The records =>
::::

PR #1882, opened 2017-12-23
Improve wording of join channel UI form restrictions

astorije:
This gives a more actionable message to the user if they do not enter a valid value:

screen shot 2017-12-23 at 03 06 32

### DIFF
--- a/client/views/join_channel.tpl
+++ b/client/views/join_channel.tpl
@@ -1,5 +1,5 @@
 <form id="join-channel-{{id}}" class="join-form" method="post" action="" autocomplete="off">
-	<input type="text" class="input" name="channel" placeholder="Channel" pattern="[^\s]+" maxlength="200" title="Should be a valid channel name" required>
-	<input type="password" class="input" name="key" placeholder="Password (optional)" pattern="[^\s]+" title="Should be a valid channel key" maxlength="200" >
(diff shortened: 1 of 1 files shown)


client/views/join_channel.tpl
```diff
@@ -1,5 +1,5 @@
 <form id="join-channel-{{id}}" class="join-form" method="post" action="" autocomplete="off">
-	<input type="text" class="input" name="channel" placeholder="Channel" pattern="[^\s]+" maxlength="200" title="Should be a valid channel name" required>
-	<input type="password" class="input" name="key" placeholder="Password (optional)" pattern="[^\s]+" title="Should be a valid channel key" maxlength="200" >
+	<input type="text" class="input" name="channel" placeholder="Channel" pattern="[^\s]+" maxlength="200" title="The channel name may not contain spaces" required>
+	<input type="password" class="input" name="key" placeholder="Password (optional)" pattern="[^\s]+" maxlength="200" title="The channel password may not contain spaces">
```
xPaw: I think that type should be changed to `text` from `password` so that autofill plugins don't pick this up as a user/pass field.

astorije: Let's do this in a further PR. I want to fix the title, but I also want to see if we can't find a better way than displaying the password to solve that. I'd hate to have to do that.

PR #1948, opened 2018-01-07
Add a CLI option to force colors on command outputs

astorije:
Not sure if we want this, I was trying to help with https://github.com/thelounge/lounge/pull/1943 and the fact that our colors don't show when running piped.

This is similar to what Mocha, ESLint, Stylelint, etc. have to force colors when displaying their output via piping instead of TTY (for example when using `npm-run-all --print-label` or `npm-run-all --aggregate-output`).

I hesitated to make this part of the config file, then use `-c forceColors=true` but it's less obvious than other options as it's specific to CLI, probably a per-command basis and not per configuration i.e. probably something you never want to enable in config file since it can mess up logs, etc.

### DIFF
--- a/src/command-line/index.js
+++ b/src/command-line/index.js
@@ -11,15 +11,21 @@ const Helper = require("../helper");
 const Utils = require("./utils");
 
 program.version(Helper.getVersion(), "-v, --version")
+	.option("--colors", "force enabling of colors in command outputs")
 	.option(
 		"-c, --config <key=value>",
-		"override entries of the configuration file, must be specified for each entry that needs to be overriden",
+		"override entries of the configuration file, must be specified for each " +
+		"entry that needs to be overriden",
 		Utils.parseConfigOptions
 	)
 	.on("--help", Utils.extraHelp);
 
 // Parse options from `argv` returning `argv` void of these options.
 const argvWithoutOptions = program.parseOptions(process.argv);
+
+if (program.colors) {
+	colors.enabled = true;
+}
 
 // Check if the app was built before calling setHome as it wants to load manifest.json from the public folder
 if (!fs.existsSync(path.join(
@@ -46,9 +52,9 @@ if (!Helper.config.public && !Helper.config.ldap.enable) {
 require("./install");
 require("./uninstall");
 
-// `parse` expects to be passed `process.argv`, but we need to remove to give it
-// a version of `argv` that does not contain options already parsed by
-// `parseOptions` above.
+// `parse` expects to be passed `process.argv`, but we need to give it a version
+// of `argv` that does not contain options already parsed by `parseOptions`
+// above.
 // This is done by giving it the updated `argv` that `parseOptions` returned,
 // except it returns an object with `args`/`unknown`, so we need to concat them.
 // See https://github.com/tj/commander.js/blob/fefda77f463292/index.js#L686-L763


src/command-line/index.js
```diff
@@ -73,9 +78,9 @@ if (process.argv[1].endsWith(`${require("path").sep}lounge`)) {
 	process.argv[1] = "thelounge";
 }
 
-// `parse` expects to be passed `process.argv`, but we need to remove to give it
-// a version of `argv` that does not contain options already parsed by
-// `parseOptions` above.
+// `parse` expects to be passed `process.argv`, but we need to give it a version
+// of `argv` that does not contain options already parsed by `parseOptions`
+// above.
```
astorije: This is just fixing my shitty English (rather, write a sentence, re-write it, re-write it again, etc.).

src/command-line/index.js
```diff
@@ -27,6 +28,10 @@ program.version(Helper.getVersion(), "-v, --version")
 // Parse options from `argv` returning `argv` void of these options.
 const argvWithoutOptions = program.parseOptions(process.argv);
 
+if (program.colors) {
+	colors.enabled = true;
```
YaManicKill: Is there any need to add this as an option? When would we not want colours? And if there is a situation, surely the default should be colours, and the option should be `--no-colors`?

xPaw: `isTTY` being false would disable the colors.

xPaw:
I just looked at `colors` lib, and looks like it parses arguments on it's own, so we do not need to add this ourselves: https://github.com/Marak/colors.js/blob/master/lib/system/supports-colors.js

So just passing `--color` would work, but Lounge quits because it thinks it's an unknown argument. So just adding that as an option without actually setting in our code is enough to make it work.

There's also `--no-color` and `--color=false`.

astorije:
@YaManicKill, colors are enabled by default, but not _forced_ by default (it's the same for all the CLIs we use for example, but most CLIs really).
The idea is that if it's TTY (screen), default shows color, but if not, it doesn't. Non-TTY is typically log files, so systems that output disable colors/bold/etc. on non-TTY.
Rationale is that an output _on screen without colors_ is annoying, but an output _in a file with color characters_ is just garbage.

::::

What you have to do => Some lines in the records above contain "public". Count them and give the number only.

Solution => 2